In kneeling in silent reverence and humility, the worshipers signify
insight into God and what they consider an appropriate response.
Of the twenty respondents of the third and fourth American generations,
only one female explained that physical ailments compelled her to abandon the
practice of kneeling. Overwhelmingly,
the respondents indicated they would not feel right standing during the most
holy moments of the service.
Concerning acolytes. Our
survey clearly indicates that as the generations pass, the Greek male gender is
less begrudging in providing opportunity to females to be included actively in
administration and in worship. There
is, therefore, some evidence that the increasing women's role
in all facets of American culture is taking its toll on the legacy of male
exclusivity in Greek community life.
Three and four generations into American diaspora has produced Orthodox
worshipers who are more inclined to involve both sexes in active-service roles
around the altar. For centuries there has been, and will likely continue to be,
strong opposition to female participation at the altar table.
Males who felt girls should be denied the same privilege as boys did so
by saying they preferred boys only in the altar because girls don't belong up
there according to the custom in the Orthodox faith.
Females who ruled the little girls out said that girls should be kept out
of the sanctuary because that's the way they've been raised. Cultural continuity is
deeply rooted in third and fourth generation American descendants even at Saint
Nicholas where ninety percent of the constituency is American born or non-Greek.
A large number of women also prefer that boys and girls should serve
together in the sanctuary because they believe this to be an equality issue, and
everyone should equally participate. Another
respondent felt that boys are needed to assist the priest in the altar and the
girls can serve on the solea instead, thus enabling them to participate in those
duties.
A devout convert, who is a mother now, is afraid her daughter may grow up
thinking she is worth less in God's sight because, being a girl, she is barred
from the altar. (APPENDIX
B, 242, F-12).
A trial period of situating little girls upon the solea, vested
appropriately and carrying wooden crosses and candles was conducted on the first
Sunday of each month for a few months. They
stood with the little boys who exited the sanctuary during the small and great
entrances. The little girls were awestruck by this nearness to the Holy
of Holies, but the long period of standing inactively made the practice
impractical. In addition, their
presence tended to distract worshipers and offend others who were not in favor of
the practice. The endeavor was
terminated by order of our Bishop, and we wholeheartedly complied.
In response to these continuing spiritual and worship needs at Saint
Nicholas and to imbed the name and word of the Lord Jesus Christ deeply in the
hearts and minds of little children, boys are taken into the altar at five years
of age and little girls are taken into the church choir as soon as they are able
to sing, usually between six to ten years of age.
The choir is located up front adjacent to the Sanctuary in full view of
everyone.

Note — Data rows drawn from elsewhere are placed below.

PR #1284, opened 2018-07-09
Perform threading calculation on related set instead of entire result.

nicolasavru:
The current threading algorithm is applied to the entire result of a query, even
if maxnum is specified, and then the result of the threading algorithm is
truncated to maxnum. The improves threading results by returning the entire
thread even when only a single message makes it into the top maxnum results.

This commit applies the threading algorithm to the related message set of the
maxnum-truncated query result instead of to the entire query result. For a given
set of messages, the set of messages which will share threads with any of the
original messages is exactly the related message sets. Put another way, either
any messages returned by the original query but removed by the maxnum truncation
will also be returned by the related message query, or they would not have been
needed anyway because they would not be members of any visible thread.

To maintain backward compatibility and allow threading to be used without
including related messages, the related message set is found for the threading
calculation, but any messages which would not have matched the original query
are then pruned, resulting in a superset of the truncated query, but a subset of
the untruncated query.

This does not improve (or degrade) the run time of a threading calculation when
maxnum is not set, but significant improves it when maxnum is set by making it
scale (roughly) linearly in terms of maxnum. On a maildir with ~200k messages
and maxnum set to 500 (the default), the run time of a threading calculation is
lowered from ~1m to ~0.1s.

### DIFF
--- a/lib/mu-query.cc
+++ b/lib/mu-query.cc
@@ -369,15 +369,23 @@ get_related_query (MuMsgIter *iter, GHashTable **orig_set)
 
 
 static void
-include_related (MuQuery *self, MuMsgIter **iter, int maxnum,
-		 MuMsgFieldId sortfieldid, MuQueryFlags flags)
+get_related_messages (MuQuery *self, MuMsgIter **iter, int maxnum,
+                      MuMsgFieldId sortfieldid, MuQueryFlags flags,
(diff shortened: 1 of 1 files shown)


djcb:
Great work; merging. There's may be some further feedback (after use), stay tuned!

PR #1286, opened 2018-07-12
mu4e: fix action to show thread for single-window mode

ericdanan:
When in single-window mode and invoking `mu4e-action-show-thread` from
the view buffer, stay in the headers buffer rather than going back to
the view buffer.


djcb:
Merged -- thanks.

PR #1290, opened 2018-07-13
org-mu4e: move mu4e requirement inside org-mu4e-open

ericdanan:
This allows to defer loading mu4e. That is, if we simply put in our
init file:

```
(with-eval-after-load 'org
  (require 'org-mu4e))
```
then mu4e is only loaded if either we follow a mu4e link from an org
buffer or we call the autoloaded function `mu4e` to read our emails.

Storing org-mode links from mu4e buffers is unaffected by this change
since `org-mu4e-store-link` only applies from mu4e buffers.

Regarding the second, experimental part of org-mu4e.el about editing
mails with org-mode, I am not completely sure but I think it should
also be unaffected since it also seems to only apply from mu4e buffers.

### DIFF
--- a/mu4e/org-mu4e.el
+++ b/mu4e/org-mu4e.el
@@ -38,7 +38,6 @@
 (require 'org-exp nil 'noerror)
 
 (eval-when-compile (require 'cl))
-(require 'mu4e)
 
 (defgroup org-mu4e nil
   "Settings for the org-mode related functionality in mu4e."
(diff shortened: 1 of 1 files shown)


ericdanan:
Also, I noted org-mu4e depends on library org-exp, but I can't find this library in org (nor org-plus-contrib). Internet search only suggests an old library that was part of emacs as of 2012. Should the dependency be removed?

djcb:
Thanks - and I have removed org-exp.

PR #1291, opened 2018-07-13
Add custom variable mu4e-hide-main-view-buffer

ericdanan:
If non-nil, mu4e's main view buffer will be replaced with a minibuffer
prompt.

The function `mu4e-main-view` is modified to rely on this variable
rather than `mu4e-split-view` (currently, the minibuffer is used if
and only if `mu4e-split-view` is set to `'single-window`. Thus one can
now use single-window mode together with the main view buffer (useful
e.g. with the mu4e-maildirs-extension package) or another view mode
together with the minibuffer menu.

### DIFF
--- a/mu4e/mu4e-main.el
+++ b/mu4e/mu4e-main.el
@@ -198,7 +198,7 @@ clicked."
 
 (defun mu4e~main-view ()
   "Create the mu4e main-view, and switch to it."
-  (if (eq mu4e-split-view 'single-window)
+  (if mu4e-hide-main-view-buffer
       (if (buffer-live-p (mu4e-get-headers-buffer))
 	  (switch-to-buffer (mu4e-get-headers-buffer))
 	(mu4e~main-menu))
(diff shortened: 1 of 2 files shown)


mu4e/mu4e-main.el
```diff
@@ -198,7 +198,7 @@ clicked."
 
 (defun mu4e~main-view ()
   "Create the mu4e main-view, and switch to it."
-  (if (eq mu4e-split-view 'single-window)
+  (if mu4e-hide-main-view-buffer
       (if (buffer-live-p (mu4e-get-headers-buffer))
```
djcb: Seems like this breaks the existing behavior, no?

ericdanan: Indeed, with `mu4e-split-view` set to `single-window`, the default behavior is now to display the main view buffer. To recover the former default behavior of displaying the main menu instead, `mu4e-hide-main-view-buffer` must be set to `t`. For other values of `mu4e-split-view`, the default behavoir is unchanged.

I'm not sure how to make the main view / main menu choice independent of the split view mode without breaking any default behavior. One possibility would be to make the default value of `mu4e-hide-main-view-buffer` dependent on the value of `mu4e-split-view`, but that wouldn't work for users who set `mu4e-split-view` after loading mu4e. Or perhaps we could only offer the choice for single-window mode (e.g. adding a variable `mu4e-single-window-hide-main-view` defaulting to `t`) and assume users of other split-view modes want the main view buffer.

djcb:
Seems this has gotten stale (sorry!)

PR #1303, opened 2018-08-18
view-gnus: Add mu4e headers before attachments

Chris00:
Fixes https://github.com/djcb/mu/issues/1269

PR #1305, opened 2018-08-18
view-gnus: Fix body decoding problems

Chris00:
Example:
```
To: Sender <sender@gmail.com>
From: =?utf-8?Q?C=C3=A9line?= <XXX@gmail.com>
Subject: Body UTF-8 + flowed
Date: Tue, 12 Jun 2018 09:05:26 +0200
Content-Type: text/plain; charset="utf-8"; format=flowed
Content-Transfer-Encoding: 8bit
Content-Language: fr-classic

répondre 
```


Chris00:
> I've found that it can be easy to fix some messages, yet breaking some others, so perhaps you can attach a (raw) message where this fixes things?

If you have some messages that are not fixed by this, could you please post them here?  I tried on messages from various sources (base64 encoded, flowed, HTML¹,...) and so far it seems to work well.

¹ I have `(setq mu4e-view-prefer-html t)`.

Chris00:
Here is an example of message that does not work with the above fix:
```
Content-Transfer-Encoding: 8bit
From: test <test@gmail.com>
Date: Mon, 20 Aug 2018 10:05:08 +0200
Content-Type: text/html; charset="utf-8"
Subject: test

<html><body>
Afficher  Documents partagés
</body>
</html>
```
I am actually surprised that `charset="utf-8"` is not reflected anywhere in the `msg` structure.  This is a case where `(mm-disable-multibyte)` should be called because of this.  What is a proper test to know whether a charset was specified for the message?

Chris00:
It is necessary for messages such as
```
Subject: test
To: XX <XX@domain>
Date: Fri, 17 Aug 2018 18:18:07 +0200
Content-Type: text/plain; charset="utf-8"; format=flowed
Content-Transfer-Encoding: 8bit
Content-Language: fr-BE

Je préfère
```
Moreover messages such as
```
Content-Transfer-Encoding: 8bit
From: test <test@gmail.com>
Date: Mon, 20 Aug 2018 10:05:08 +0200
Content-Type: text/html; charset="utf-8"
Subject: test

<html><body>
Afficher  Documents partagés
</body>
</html>
```
are not decoded properly without `(mm-disable-multibyte)`: the body decodes as _Afficher Documents partagis_ while it should read _Afficher Documents partagés_.  The above condition `(mu4e-message-field msg :body-txt-params)` is not enough for that — in my repo I added a *or* condition with `(mu4e-message-field msg :body-html)` but it is still a hack.  Hopefully, you understand better than me what is going on...

djcb:
Thanks. 

What I like to avoid though, is any use of `msg` for the gnus-version. Gnus is parsing that message, so it should be able to handle any decoding without anything that mu provides. We just have to find out how to do that...

Chris00:
It seems that `(mm-disable-multibyte)` can always be used — I thought I had a message that was not working but I cannot find it — *except* in the draft folder (because messages do not have a charset I guess).  If
```elisp
      (unless (string= (mu4e-message-field msg :maildir) mu4e-drafts-folder)
        (mm-disable-multibyte))
```
is not OK with you, one may first try to insert the message with `(mm-disable-multibyte)` and, if it turns out that it does not have a charset, reinsert it without disabling multibyte.

Chris00:
The latter solution may also be useful for broken messages that do not specify charsets...

Chris00:
The only thing that sometimes occurs whit this PR is that, after replying to a message, the `*Article*` buffer is redisplayed with incorrect decoding of accented letters.  Quitting the buffer and displaying it again performs the decoding properly.  For the particular message I just encounter:
```
Content-Type: text/html; charset="iso-8859-1"
Content-Transfer-Encoding: quoted-printable
```

Chris00:
@djcb Any additional comments on this PR?

djcb:
Thanks finally, had some time! It seems only the seconds commit makes a difference now, and it indeed fixes some of the problem cases. Great!

So I have installed that fix. The Maildir: addition... hmm, I'd like something a bit more generic (so people can add other headers). Have to think a bit about it.

So am going to close this one for now... but your fix is in, thanks again!

Chris00:
> The Maildir: addition... hmm, I'd like something a bit more generic (so people can add other headers). Have to think a bit about it.

OK.  If I can help, let me know.  (I prefer not to work on [another PR](https://github.com/djcb/mu/pull/1303) without a sense of direction.)

PR #1307, opened 2018-08-19
mu4e: fix mu4e-select-other-view for single-window mode

ericdanan:
In single-window mode, switch between the headers and view buffers.


vsedach:
My fault, I did not test mu4e-select-other-view when making single-window mode (it never occurred to me, as I consider redundant, and avoid, buffer-switching and window management provided by application packages, which was the motivation for single-window mode).

djcb:
Thanks for the effort.. this doesn't apply anymore, so am going to close this. Sorry!

PR #1310, opened 2018-08-23
org-mu4e: run hook before opening link

ericdanan:
The hook can be used in particular to open links in another window or
frame, e.g.:
```el
(add-hook 'org-mu4e-open-pre-hook (lambda () (other-window 1)))
```


djcb:
Org-mu4e has been obsolete for a long time, so no more updates, sorry...

PR #1311, opened 2018-08-26
mu4e: Don't descend in maildirs when recursively getting maildirs

juergenhoetzel:
maildirs are already the leaf nodes in the folder structure.
Also reduce number of intermediate (garbage collected) values.

I wondered why `[j]ump to some maildir` was a bit laggy on my system (I have a fairly large maildir structure).  This commit improves performance from:

```
ELISP> (benchmark 100 '(mu4e~get-maildirs-1 "~/.mail/gmail/" "/"))
"Elapsed time: 52.475803s (12.332123s in 100 GCs)"
```
to

```
ELISP> (benchmark 100 '(mu4e~get-maildirs-1 "~/.mail/gmail/" "/"))
"Elapsed time: 0.237148s (0.107507s in 1 GCs)"
```

### DIFF
--- a/mu4e/mu4e-utils.el
+++ b/mu4e/mu4e-utils.el
@@ -323,15 +323,14 @@ Function will return the cdr of the list element."
 	     (directory-files-and-attributes
 	       (concat path mdir) nil
 	       "^[^.]\\|\\.[^.][^.]" t))))
-    (dolist (dentry dentries)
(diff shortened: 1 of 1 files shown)


djcb:
The way it's done is explicitly to allow for deeper folders, which many people do have (e.g. "Maildir/account1/folder1" etc.) The speed-up you get is quite impressive though, bet that function can be optimized...

PR #2696, opened 2024-04-19
mu-move: remove debug print

fbenkstein:
The `mu move` command always prints messages to `stderr` which seem like they were left over from some debugging session. These are hard to filter out without also potentially suppressing error messages. They're also present when giving the `--quiet` option. I don't think these serve any purpose at the moment, so I suggest to just remove them.


djcb:
Yeah, that was some leftover debugging stuff. Merged, thanks.

PR #2698, opened 2024-04-22
Fix: Put sent mail in correct location when `mu4e-sent-messages-behavior` is a function

josephmturner:
The second commit is just a stylistic change.  If `pcase-exhaustive` is not preferred in this case, I'd be curious to hear why.

Thank you for all your work on `mu4e`!!!

Joseph


djcb:
Ah, good catch!

mu4e/mu4e-compose.el
```diff
@@ -330,12 +330,18 @@ Returns the path for the sent message, either in the sent or
...
   (when-let ((sent-dir
-          (pcase mu4e-sent-messages-behavior
-            ('delete nil)
-            ('trash (mu4e-get-trash-folder parent))
-            ('sent (mu4e-get-sent-folder parent))
-            ((pred functionp) (funcall mu4e-sent-messages-behavior))
-            (_ (mu4e-error "Error in `mu4e-sent-messages-behavior'")))))
+              ;; We can't call `functionp' since at least 'delete is a function.
+              (pcase mu4e-sent-messages-behavior
+                ('delete nil)
```
djcb, line 335: Would be nice not to duplicate the cases, perhaps first calculate the value?

mu4e/mu4e-compose.el
```diff
@@ -331,17 +331,15 @@ trash folder, or nil if the message should be removed after
...
               ;; We can't call `functionp' since at least 'delete is a function.
-              (pcase mu4e-sent-messages-behavior
+              (pcase-exhaustive mu4e-sent-messages-behavior
                 ('delete nil)
                 ('trash (mu4e-get-trash-folder parent))
                 ('sent (mu4e-get-sent-folder parent))
                 ((pred functionp)
-                 (pcase (funcall mu4e-sent-messages-behavior)
+                 (pcase-exhaustive (funcall mu4e-sent-messages-behavior)
                    ('delete nil)
```
djcb, line 340: No biggie, but In this case, I suppose it's nice to give a  mu4e-specific error. It's more informative than `pcase-exhaustive`...

mu4e/mu4e-compose.el
josephmturner: How about the force-pushed change?  Another alternative is to use a couple of `if`s instead of `pcase` in the first `when-let` clause.

josephmturner:
I've pushed the changes.  Feel free to squash merge if you like.  Thank you!!

djcb:
Okay, I'll merge it now, thanks! I'll tweak it  bit later, but anyway the eternal glory goes to you for fixing the problem!

josephmturner:
Thank you!!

The result is immensely gratifying.
Concerning singing the response.
The trend is established at Saint Nicholas that congregations sing the
responses along with the choir. Of
all the respondents, only one stated she had no preference.
All others in this category, without hesitation, made comments in support
of congregational singing. Their
reasoning indicates they believe people must be fully participatory if they are
to learn the words and their significance.
Many added parenthetically that the kind of enormous effort and expense
that goes into choirs ought not be a priority.
A modest choir is all that is needed to lead the people without drowning
them out and consigning them to a lesser role in divine worship.
A stability in worship is provided by the choir by involving the whole
congregation.
The women concur, but in addition to the encouragement it provides for
people to involve themselves in singing, the need for a chanter is waning.
Women are adamant about their disaffection with the role of the chanter
because there seems to be no meaning for them and their children to his words
and sounds while the congregation is relegated to the role of indifferent
bystander.
Early in the worship life at Saint Nicholas, a congregational director
was used to lead the singing. But
in doing this, people watched the director for cues which seemed to divert their
attention from the liturgy. With
the choir leading, however, they could hear the choir and follow their lead
without suffering distraction away from the altar and the sanctity of what was
happening there (APPENDIX B, 249, F-11).
Preference for the choir's leadership is virtually unanimous although the
people are confident they are able to worship and sing as a congregation in the
absence of the choir if need be. On
occasion, in the absence of a choir, it may be fitting to recite the liturgy
responsively and to confine the singing to brief short hymns well known by young
and old. The absence of the choir,
however, may be occasioned by the inability of the director or organist to be
present. Such circumstances provide
valuable opportunity for the rest of the members of the choir, scattered
throughout the congregation, to be heard and to encourage
those nearby to learn and to become more competent in active worship
participation.
Concerning the recitation of liturgical prayers.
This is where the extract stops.